# PROBLEM STATEMENT:
Please retype the material beneath this task exactly, starting with its first line and finishing with the line containing "### Expected Behavior".

=== DATA PROVIDED ===

Issue #2419, opened 2016-04-11
Support dragPan.disable() mid-drag


kristfal:
**mapbox-gl-js version**: Master branch
### Steps to Trigger Behavior
1. Start dragging the map (mouse or touch input)
2. Set `map.dragPan.disable()` during the drag event
### Expected Behavior

Dragging should no longer move the map.
### Actual Behavior

Map will continue being draggable until `mouseup` or `touchend`

Afaik, the root issue is that event listeners can't be removed until the ongoing `mousedown` / `touchstart` event is finished.

Workaround:

Update the following drag_pan.js handlers:

``` js

_onDown: function (e) {
        if (this._ignoreEvent(e)) return;
        if (this.isActive()) return;
        if (!this._enabled) { // Added check for _enabled
            this._inertia = [];
            return;
        };

        if (e.touches) {
            document.addEventListener('touchmove', this._onMove);
            document.addEventListener('touchend', this._onTouchEnd);
        } else {
            document.addEventListener('mousemove', this._onMove);
            document.addEventListener('mouseup', this._onMouseUp);
        }

        this._active = false;
        this._startPos = this._pos = DOM.mousePos(this._el, e);
        this._inertia = [[Date.now(), this._pos]];
    },

    _onMove: function (e) {
        if (this._ignoreEvent(e)) return;
         if (!this._enabled) { // Added check for _enabled
            this._inertia = [];
            return;
        };

        if (!this.isActive()) {
            this._active = true;
            this._fireEvent('dragstart', e);
            this._fireEvent('movestart', e);
        }

        var pos = DOM.mousePos(this._el, e),
            map = this._map;

        map.stop();
        this._drainInertiaBuffer();
        this._inertia.push([Date.now(), pos]);

        map.transform.setLocationAtPoint(map.transform.pointLocation(this._pos), pos);

        this._fireEvent('drag', e);
        this._fireEvent('move', e);

        this._pos = pos;

        e.preventDefault();
    },

```

lucaswoj:
What are your thoughts, @bhousel?

kristfal:
The reason for wanting/needing to use `dragPan.disable()` mid-drag is that it is currently not possible to replicate the [draggable marker](https://www.mapbox.com/mapbox-gl-js/example/drag-a-point/) functionality on touch devices.

[...]

PR #5486, opened 2017-10-19
Allow disable() mid-drag (#2419)

krabbypattified:
This code allows the user to call dragPan.disable() mid-drag.
This is intended as a fix for touch (mobile) devices.
It enables draggable markers on touch devices.


mollymerp:
@krabbypattified thanks for your contribution! the tests are failing because of linting errors right now. you can fix this by running `yarn lint --fix` or `npm run lint -- --fix`.

do you have a test case that you used to manually determine if this fix was working? I can investigate adding a unit test to test this fix as well.

krabbypattified:
I've added a test for my code, but since there's [no `simulation.touch` events](https://github.com/mapbox/mapbox-gl-js/blob/master/test/node_modules/mapbox-gl-js-test/simulate_interaction.js), I wasn't able to include touch tests.

I've run `yarn lint --fix` which has come back with no errors. Granted, I did copy/paste from my local Atom files into the GitHub online commit system.

krabbypattified:
Why is Flow doing this to me?
` if (e.touches) return this._onTouchEnd(e);
                                                        ^ MouseEvent. This type is incompatible with the expected param type of
195:     _onTouchEnd(e: TouchEvent)`

mollymerp:
Ooo @krabbypattified sorry for the delay here. What's happening is that since you're not explicitly ensuring that `e` is of type `TouchEvent` before invoking `_onTouchEnd` flow thinks that the `e` passed to `_onTouchEnd` could possibly be of type `MouseEvent.`

I belive you can get rid of this error by changing your condition on L111 from `if (e.touches)` to `if (e instanceof TouchEvent)`

jfirebaugh:
Thanks for the contribution @krabbypattified, and sorry that we weren't more responsive on this PR. It got overtaken by other event-related work, so I've opened an alternative fix for the issue in #6232.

===

# FINAL ANSWER:
Issue #2419, opened 2016-04-11
Support dragPan.disable() mid-drag


kristfal:
**mapbox-gl-js version**: Master branch
### Steps to Trigger Behavior
1. Start dragging the map (mouse or touch input)
2. Set `map.dragPan.disable()` during the drag event
### Expected Behavior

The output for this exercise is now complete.